15:13:13.416706 ARP, Request who-has 10.2.1.12 tell 10.2.1.11, length 28
15:13:13.416806 ARP, Reply 10.2.1.12 is-at bc:24:11:00:00:02, length 28
15:13:13.416814 IP 10.2.1.11 > 10.2.1.12: ICMP echo request, id 41, seq 1, length 64
15:13:13.417232 IP 10.2.1.12 > 10.2.1.11: ICMP echo reply, id 41, seq 1, length 64
15:13:14.445091 IP 10.2.1.11 > 10.2.1.12: ICMP echo request, id 41, seq 2, length 64
15:13:14.445567 IP 10.2.1.12 > 10.2.1.11: ICMP echo reply, id 41, seq 2, length 64
^C
markku@vm1:~$

markku@vm2:~$ sudo tcpdump -i ens19 -n arp or ip
...
15:13:13.527943 IP 10.2.1.11 > 10.2.1.12: ICMP echo request, id 41, seq 1, length 64
15:13:13.527961 ARP, Request who-has 10.2.1.11 tell 10.2.1.12, length 28
15:13:13.528000 ARP, Reply 10.2.1.11 is-at bc:24:11:00:00:01, length 28
15:13:13.528003 IP 10.2.1.12 > 10.2.1.11: ICMP echo reply, id 41, seq 1, length 64
15:13:14.556191 IP 10.2.1.11 > 10.2.1.12: ICMP echo request, id 41, seq 2, length 64
15:13:14.556206 IP 10.2.1.12 > 10.2.1.11: ICMP echo reply, id 41, seq 2, length 64
^C
markku@vm2:~$

Now we see proper ARP suppression pattern: VM1 sent ARP request, got immediate reply from the EVPN node (not from the destination host), and then started pinging (and it did not receive any ARP request from VM2). On the VM2 side the first packet is the ping request, then VM2 issued ARP request for VM1 (which was never propagated to VM1), and pings were running from there on.


ND suppression, revisited with global unicast addresses

Let’s go back to the ND case. In the ND suppression demonstration above, we targeted the link-local address of the destination VM, and the EVPN fabric properly handled the case.

But what if we are using IPv6 global unicast addresses? I’ll keep this part short, I’ll just say that there is the same problem as with ARP suppression above: it only works if there is an EVPN anycast address configured in the VNet. For example, if

  • VM1 = 2001:db8::11/64
  • VM2 = 2001:db8::12/64

then the EVPN fabric will not generate any type 2 MAC+IPv6 address routes for them, unless the VNet is configured with the same subnet and a gateway address, and the VMs somehow target the gateway address.

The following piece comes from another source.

PR #4705, opened 2025-02-28
Eckhart UI - split Firmware and Bootloader components and theme

obrusvit:
Split Eckhart components into 3 modules:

The same kind of behavior, that is, as with ARP suppression.


Closing words

In this presented VXLAN bridging scenario (i.e. using EVPN and VXLAN to create isolated virtual L2 segments, without EVPN-integrated routing) the ARP/ND suppression does not really kick in because the EVPN (PVE) nodes don’t see the traffic “properly” to generate the required EVPN type 2 MAC+IP address routes.

Regardless of that, the EVPN fabric still nicely and actively distributes the MAC address information between the PVE nodes, avoiding unknown unicast flooding that way.